Stored items:

==========

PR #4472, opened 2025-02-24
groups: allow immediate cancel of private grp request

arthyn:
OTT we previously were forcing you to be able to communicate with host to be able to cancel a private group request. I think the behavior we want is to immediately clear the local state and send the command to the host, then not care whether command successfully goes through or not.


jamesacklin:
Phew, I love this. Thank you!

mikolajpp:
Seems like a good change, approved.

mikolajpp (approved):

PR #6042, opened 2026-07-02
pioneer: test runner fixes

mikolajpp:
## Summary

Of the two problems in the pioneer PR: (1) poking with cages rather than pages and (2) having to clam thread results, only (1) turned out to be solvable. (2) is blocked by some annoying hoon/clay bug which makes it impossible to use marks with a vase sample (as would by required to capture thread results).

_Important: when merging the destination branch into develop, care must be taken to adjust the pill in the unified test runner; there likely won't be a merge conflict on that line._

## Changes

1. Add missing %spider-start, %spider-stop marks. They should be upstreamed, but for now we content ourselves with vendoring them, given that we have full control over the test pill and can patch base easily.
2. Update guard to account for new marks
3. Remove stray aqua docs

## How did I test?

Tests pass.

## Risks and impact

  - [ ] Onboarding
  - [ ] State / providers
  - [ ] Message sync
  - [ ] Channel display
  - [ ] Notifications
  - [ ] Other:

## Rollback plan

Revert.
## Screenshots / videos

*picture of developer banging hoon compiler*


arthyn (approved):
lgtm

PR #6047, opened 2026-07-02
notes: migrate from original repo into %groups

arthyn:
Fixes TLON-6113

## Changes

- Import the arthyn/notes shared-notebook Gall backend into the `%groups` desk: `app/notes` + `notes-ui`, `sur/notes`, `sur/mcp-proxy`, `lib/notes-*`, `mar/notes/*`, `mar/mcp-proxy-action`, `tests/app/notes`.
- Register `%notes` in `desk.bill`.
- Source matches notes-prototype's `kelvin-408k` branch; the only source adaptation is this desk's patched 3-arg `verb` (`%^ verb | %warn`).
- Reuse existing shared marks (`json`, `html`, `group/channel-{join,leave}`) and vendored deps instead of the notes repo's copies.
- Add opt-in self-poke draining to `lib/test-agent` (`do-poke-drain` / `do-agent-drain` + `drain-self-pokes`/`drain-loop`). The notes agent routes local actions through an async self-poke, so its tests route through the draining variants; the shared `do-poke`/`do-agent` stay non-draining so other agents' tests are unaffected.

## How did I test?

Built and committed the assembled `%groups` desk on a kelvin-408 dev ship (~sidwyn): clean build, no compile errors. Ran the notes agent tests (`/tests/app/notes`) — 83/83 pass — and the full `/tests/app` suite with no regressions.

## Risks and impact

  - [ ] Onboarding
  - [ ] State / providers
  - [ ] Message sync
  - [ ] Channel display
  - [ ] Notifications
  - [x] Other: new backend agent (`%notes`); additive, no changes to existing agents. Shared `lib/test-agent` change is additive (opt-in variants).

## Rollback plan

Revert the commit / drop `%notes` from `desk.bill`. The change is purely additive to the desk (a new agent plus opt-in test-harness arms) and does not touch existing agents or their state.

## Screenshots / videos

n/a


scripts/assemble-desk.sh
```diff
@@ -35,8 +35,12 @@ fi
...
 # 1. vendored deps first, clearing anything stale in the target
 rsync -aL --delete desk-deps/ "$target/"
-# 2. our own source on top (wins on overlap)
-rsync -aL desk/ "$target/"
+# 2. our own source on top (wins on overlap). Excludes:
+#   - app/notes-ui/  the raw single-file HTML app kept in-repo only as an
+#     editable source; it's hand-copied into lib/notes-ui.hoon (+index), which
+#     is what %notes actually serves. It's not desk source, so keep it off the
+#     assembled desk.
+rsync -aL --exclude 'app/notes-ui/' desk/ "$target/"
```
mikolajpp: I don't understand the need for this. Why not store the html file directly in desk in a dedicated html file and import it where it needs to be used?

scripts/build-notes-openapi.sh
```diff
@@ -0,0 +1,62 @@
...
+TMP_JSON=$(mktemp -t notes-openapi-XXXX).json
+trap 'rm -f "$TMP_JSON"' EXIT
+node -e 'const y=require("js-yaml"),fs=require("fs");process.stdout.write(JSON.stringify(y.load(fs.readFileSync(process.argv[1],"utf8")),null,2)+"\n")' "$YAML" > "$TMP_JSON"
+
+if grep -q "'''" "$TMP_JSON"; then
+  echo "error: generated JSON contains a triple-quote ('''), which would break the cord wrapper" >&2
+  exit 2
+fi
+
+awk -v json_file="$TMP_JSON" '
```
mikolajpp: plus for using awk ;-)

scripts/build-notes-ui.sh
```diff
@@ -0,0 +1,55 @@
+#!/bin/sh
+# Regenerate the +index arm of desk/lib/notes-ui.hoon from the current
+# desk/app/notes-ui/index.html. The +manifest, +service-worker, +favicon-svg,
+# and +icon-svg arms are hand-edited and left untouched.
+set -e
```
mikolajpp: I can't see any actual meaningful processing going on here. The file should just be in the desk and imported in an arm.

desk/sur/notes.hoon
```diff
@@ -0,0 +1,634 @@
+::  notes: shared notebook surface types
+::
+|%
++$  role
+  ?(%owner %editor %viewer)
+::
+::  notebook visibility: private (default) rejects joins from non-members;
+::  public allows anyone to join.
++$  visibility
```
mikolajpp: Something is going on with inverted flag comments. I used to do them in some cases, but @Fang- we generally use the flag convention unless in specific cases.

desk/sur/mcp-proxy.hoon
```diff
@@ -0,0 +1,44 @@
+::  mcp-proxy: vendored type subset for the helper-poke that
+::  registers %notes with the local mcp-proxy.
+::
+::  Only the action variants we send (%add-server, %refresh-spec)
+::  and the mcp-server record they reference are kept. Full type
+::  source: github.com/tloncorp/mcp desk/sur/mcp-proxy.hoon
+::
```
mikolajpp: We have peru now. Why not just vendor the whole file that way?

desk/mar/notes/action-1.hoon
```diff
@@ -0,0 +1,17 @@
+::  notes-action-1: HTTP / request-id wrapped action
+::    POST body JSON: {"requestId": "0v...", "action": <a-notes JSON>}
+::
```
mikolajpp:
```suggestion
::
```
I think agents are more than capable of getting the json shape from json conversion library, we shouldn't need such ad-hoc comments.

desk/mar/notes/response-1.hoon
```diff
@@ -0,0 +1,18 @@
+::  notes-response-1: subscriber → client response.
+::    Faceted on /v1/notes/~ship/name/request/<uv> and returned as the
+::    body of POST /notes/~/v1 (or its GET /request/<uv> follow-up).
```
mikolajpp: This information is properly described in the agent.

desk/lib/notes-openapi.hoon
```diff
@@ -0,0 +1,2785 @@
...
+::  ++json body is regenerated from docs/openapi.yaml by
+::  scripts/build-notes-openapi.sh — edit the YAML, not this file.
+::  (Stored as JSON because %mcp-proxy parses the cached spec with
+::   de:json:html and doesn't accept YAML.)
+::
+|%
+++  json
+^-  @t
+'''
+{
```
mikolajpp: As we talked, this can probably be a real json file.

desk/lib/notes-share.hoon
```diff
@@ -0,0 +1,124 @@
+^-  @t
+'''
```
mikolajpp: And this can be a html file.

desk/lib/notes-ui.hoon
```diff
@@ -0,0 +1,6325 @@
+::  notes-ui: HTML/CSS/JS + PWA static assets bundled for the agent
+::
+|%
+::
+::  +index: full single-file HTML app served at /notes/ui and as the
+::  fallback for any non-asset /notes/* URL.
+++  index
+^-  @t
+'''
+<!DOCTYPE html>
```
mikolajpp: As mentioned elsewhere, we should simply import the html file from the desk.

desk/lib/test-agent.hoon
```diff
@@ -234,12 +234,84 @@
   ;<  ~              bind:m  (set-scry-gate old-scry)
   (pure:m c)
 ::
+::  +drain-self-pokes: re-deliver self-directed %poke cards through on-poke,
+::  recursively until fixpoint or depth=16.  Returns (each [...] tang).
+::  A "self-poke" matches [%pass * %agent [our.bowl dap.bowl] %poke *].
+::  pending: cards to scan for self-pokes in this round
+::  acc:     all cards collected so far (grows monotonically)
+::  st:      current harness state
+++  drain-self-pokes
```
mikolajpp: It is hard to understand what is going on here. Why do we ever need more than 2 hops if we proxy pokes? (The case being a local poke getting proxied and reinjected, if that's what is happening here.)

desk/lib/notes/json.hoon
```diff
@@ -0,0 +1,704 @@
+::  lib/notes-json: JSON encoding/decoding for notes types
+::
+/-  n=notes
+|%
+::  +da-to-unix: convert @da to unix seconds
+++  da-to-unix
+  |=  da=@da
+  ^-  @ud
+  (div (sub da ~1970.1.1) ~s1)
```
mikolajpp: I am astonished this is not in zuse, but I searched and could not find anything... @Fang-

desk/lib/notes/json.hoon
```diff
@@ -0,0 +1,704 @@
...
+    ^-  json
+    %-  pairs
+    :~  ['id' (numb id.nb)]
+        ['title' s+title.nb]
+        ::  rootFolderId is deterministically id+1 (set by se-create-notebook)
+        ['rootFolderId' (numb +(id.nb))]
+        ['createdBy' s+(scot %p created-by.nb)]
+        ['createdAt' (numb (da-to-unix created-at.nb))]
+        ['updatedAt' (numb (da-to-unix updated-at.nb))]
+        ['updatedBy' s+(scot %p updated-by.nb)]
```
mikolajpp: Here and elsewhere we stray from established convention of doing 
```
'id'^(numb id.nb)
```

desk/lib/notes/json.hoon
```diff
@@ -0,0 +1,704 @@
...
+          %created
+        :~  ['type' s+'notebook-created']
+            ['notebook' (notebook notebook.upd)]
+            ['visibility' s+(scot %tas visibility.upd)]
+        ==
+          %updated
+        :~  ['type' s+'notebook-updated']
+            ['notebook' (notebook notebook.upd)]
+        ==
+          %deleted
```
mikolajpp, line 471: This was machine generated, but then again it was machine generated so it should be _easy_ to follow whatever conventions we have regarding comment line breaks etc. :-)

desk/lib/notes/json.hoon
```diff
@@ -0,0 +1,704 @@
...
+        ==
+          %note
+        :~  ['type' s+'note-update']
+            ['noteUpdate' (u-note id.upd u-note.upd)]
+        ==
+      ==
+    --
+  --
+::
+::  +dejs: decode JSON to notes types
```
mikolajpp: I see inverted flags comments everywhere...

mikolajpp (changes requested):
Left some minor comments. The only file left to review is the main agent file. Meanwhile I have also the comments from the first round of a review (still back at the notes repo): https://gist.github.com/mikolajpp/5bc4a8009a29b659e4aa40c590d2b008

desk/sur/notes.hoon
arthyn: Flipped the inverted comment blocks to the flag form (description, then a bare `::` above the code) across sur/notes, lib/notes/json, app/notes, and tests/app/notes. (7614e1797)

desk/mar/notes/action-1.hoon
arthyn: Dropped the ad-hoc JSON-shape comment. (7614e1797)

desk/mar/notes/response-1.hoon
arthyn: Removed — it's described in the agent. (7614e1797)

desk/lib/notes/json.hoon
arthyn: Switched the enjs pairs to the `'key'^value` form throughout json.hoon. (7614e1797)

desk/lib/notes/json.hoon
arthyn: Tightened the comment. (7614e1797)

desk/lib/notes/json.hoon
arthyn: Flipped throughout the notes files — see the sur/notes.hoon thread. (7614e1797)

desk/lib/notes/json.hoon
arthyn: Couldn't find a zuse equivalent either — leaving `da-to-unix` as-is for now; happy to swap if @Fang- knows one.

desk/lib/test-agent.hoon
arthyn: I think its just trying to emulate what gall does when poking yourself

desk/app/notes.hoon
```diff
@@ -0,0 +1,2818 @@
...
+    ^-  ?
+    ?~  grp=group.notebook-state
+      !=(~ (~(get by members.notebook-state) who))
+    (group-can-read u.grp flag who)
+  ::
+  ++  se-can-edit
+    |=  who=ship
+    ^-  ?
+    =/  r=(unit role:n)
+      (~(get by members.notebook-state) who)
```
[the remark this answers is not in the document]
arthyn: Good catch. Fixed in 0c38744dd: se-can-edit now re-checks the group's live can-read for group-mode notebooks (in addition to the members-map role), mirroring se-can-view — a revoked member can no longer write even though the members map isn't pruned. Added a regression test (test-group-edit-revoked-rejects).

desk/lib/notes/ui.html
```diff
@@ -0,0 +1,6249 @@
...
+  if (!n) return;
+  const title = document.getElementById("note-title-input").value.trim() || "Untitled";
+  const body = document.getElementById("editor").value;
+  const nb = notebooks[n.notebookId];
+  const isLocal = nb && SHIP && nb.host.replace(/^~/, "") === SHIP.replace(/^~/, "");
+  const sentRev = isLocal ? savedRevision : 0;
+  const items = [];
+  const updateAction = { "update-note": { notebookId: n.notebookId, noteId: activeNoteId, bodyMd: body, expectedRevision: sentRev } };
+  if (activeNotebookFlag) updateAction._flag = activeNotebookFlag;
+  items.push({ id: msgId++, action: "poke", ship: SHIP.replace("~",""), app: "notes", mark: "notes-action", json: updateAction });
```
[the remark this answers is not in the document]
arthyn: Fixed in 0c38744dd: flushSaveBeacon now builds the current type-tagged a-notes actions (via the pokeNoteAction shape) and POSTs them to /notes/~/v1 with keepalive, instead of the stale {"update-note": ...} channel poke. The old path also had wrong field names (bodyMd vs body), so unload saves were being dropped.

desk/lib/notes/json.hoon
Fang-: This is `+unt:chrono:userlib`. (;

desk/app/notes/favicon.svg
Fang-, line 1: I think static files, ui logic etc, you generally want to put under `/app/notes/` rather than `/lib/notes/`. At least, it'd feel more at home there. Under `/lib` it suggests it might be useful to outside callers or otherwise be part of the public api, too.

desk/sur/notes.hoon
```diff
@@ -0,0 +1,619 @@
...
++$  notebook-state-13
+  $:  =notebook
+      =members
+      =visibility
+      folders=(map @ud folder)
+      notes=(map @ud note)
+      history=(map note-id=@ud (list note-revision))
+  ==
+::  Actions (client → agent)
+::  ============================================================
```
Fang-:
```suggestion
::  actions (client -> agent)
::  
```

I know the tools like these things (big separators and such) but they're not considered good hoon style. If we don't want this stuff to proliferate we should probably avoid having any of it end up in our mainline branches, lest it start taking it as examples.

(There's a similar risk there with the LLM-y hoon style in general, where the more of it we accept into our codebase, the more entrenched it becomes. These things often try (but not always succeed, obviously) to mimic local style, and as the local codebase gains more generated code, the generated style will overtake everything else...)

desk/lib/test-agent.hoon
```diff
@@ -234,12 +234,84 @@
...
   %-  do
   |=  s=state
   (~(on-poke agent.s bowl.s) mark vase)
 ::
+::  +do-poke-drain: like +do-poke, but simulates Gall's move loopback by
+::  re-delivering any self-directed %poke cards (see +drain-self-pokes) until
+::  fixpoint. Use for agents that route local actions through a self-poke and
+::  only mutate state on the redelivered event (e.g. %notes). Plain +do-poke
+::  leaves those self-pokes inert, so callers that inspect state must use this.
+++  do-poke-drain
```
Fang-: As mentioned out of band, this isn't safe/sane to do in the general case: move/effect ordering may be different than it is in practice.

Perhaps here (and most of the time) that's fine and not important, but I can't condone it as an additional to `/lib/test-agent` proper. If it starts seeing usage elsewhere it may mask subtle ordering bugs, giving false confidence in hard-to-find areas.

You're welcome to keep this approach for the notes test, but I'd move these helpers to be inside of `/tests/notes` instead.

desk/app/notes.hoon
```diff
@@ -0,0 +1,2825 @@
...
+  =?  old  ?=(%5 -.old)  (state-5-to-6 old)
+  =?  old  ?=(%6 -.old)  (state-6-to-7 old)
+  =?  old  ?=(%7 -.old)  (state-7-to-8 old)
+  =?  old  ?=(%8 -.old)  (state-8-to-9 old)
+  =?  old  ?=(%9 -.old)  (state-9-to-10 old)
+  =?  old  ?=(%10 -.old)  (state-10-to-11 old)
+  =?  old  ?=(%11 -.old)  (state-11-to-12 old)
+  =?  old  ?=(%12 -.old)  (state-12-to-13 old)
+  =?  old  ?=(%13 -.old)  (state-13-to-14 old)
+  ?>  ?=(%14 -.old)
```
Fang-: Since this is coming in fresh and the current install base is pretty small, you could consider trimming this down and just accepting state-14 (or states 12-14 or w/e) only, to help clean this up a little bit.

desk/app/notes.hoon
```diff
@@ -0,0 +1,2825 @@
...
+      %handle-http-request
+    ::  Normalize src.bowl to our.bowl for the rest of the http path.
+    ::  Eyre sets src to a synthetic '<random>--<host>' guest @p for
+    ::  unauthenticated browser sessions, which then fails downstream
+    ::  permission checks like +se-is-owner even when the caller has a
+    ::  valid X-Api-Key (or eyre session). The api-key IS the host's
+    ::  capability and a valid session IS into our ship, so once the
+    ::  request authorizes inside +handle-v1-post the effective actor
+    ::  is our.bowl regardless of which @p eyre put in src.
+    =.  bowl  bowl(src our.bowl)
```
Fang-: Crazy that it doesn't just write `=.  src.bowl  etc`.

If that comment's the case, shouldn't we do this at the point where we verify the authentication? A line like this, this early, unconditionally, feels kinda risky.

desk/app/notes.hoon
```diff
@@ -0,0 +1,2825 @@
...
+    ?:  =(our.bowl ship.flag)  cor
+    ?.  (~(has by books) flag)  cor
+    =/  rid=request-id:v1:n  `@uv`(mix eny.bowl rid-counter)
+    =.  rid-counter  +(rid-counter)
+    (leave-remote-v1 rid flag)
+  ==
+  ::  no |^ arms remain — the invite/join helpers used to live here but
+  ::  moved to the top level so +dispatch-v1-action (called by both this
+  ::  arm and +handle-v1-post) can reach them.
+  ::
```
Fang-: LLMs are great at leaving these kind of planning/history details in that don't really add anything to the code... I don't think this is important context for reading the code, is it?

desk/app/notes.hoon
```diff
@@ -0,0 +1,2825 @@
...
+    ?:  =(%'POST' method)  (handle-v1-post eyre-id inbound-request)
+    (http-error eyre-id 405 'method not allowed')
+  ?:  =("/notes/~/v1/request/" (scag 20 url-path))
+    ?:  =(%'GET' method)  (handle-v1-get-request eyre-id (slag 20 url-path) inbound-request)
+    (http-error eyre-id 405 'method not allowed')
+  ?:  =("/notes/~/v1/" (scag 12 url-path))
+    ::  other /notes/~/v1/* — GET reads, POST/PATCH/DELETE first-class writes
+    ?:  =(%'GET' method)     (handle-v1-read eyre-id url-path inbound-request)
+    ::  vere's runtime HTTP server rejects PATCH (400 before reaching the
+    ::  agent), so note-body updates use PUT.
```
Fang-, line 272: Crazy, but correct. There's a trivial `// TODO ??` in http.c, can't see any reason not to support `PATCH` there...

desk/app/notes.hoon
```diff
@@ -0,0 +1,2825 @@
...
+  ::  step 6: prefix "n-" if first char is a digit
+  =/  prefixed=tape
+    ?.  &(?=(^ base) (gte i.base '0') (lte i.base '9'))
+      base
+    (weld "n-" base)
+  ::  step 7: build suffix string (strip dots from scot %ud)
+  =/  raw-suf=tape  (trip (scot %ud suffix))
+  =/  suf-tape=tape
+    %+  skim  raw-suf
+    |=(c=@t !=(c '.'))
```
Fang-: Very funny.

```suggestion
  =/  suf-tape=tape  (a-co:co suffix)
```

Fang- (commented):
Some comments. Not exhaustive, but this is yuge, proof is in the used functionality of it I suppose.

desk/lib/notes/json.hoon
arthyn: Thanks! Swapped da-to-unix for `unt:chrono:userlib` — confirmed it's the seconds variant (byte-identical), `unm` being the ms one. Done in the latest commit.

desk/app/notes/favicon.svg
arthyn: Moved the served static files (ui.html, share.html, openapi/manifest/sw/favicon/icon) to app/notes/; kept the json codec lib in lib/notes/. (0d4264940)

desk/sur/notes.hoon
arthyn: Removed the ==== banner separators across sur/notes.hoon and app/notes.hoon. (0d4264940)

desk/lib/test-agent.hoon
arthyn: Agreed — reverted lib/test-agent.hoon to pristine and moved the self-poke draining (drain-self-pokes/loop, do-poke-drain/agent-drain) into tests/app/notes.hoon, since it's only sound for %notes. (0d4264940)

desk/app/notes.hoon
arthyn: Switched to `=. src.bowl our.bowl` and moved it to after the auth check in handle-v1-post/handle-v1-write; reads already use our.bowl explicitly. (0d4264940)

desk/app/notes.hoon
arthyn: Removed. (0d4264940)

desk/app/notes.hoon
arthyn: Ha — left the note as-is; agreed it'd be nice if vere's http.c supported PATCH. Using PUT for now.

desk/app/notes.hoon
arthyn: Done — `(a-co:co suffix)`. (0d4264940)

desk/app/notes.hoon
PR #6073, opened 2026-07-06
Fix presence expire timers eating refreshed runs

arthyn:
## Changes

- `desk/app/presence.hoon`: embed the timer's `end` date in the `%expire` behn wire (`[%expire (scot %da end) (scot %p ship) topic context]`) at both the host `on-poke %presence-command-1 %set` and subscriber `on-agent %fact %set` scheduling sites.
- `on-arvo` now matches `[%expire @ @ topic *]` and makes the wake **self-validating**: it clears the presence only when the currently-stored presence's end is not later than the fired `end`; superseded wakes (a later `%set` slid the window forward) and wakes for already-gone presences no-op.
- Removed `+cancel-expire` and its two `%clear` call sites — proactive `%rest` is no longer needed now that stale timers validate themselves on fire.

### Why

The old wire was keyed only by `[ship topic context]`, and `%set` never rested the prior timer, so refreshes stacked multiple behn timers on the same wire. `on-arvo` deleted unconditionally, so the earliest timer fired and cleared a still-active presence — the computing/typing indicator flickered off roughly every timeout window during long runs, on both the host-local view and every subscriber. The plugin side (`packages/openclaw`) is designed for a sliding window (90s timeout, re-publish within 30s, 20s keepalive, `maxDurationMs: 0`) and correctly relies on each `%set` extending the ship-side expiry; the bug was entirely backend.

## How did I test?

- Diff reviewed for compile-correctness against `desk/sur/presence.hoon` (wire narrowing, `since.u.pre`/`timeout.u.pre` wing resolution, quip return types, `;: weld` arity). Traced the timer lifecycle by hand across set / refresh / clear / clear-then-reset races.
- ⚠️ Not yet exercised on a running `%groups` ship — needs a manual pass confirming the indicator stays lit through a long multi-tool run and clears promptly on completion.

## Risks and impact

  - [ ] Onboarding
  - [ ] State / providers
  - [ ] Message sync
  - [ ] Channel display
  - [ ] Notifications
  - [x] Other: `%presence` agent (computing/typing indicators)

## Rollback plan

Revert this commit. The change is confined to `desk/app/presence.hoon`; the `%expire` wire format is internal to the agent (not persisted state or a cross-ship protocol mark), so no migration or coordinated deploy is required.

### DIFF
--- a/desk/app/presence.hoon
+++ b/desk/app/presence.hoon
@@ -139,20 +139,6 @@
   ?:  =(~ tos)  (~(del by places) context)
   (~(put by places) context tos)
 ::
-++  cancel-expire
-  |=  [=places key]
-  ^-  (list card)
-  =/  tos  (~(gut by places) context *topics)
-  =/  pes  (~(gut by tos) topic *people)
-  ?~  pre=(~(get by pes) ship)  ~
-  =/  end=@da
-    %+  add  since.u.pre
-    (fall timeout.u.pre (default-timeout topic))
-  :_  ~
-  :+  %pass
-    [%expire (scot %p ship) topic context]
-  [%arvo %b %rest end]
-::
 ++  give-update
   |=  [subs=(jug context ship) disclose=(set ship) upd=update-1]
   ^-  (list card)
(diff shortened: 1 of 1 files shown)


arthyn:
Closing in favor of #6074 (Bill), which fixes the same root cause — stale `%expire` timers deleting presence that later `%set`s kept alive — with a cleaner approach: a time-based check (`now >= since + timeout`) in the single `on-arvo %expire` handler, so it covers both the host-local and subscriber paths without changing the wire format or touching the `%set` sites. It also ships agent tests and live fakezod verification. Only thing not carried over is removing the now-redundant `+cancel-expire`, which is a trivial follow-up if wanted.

==========

In the answer, the lines from the first line of the data above through the line containing "OTT we previously" must appear exactly as written, with nothing else.

PR #4472, opened 2025-02-24
groups: allow immediate cancel of private grp request

arthyn:
OTT we previously were forcing you to be able to communicate with host to be able to cancel a private group request. I think the behavior we want is to immediately clear the local state and send the command to the host, then not care whether command successfully goes through or not.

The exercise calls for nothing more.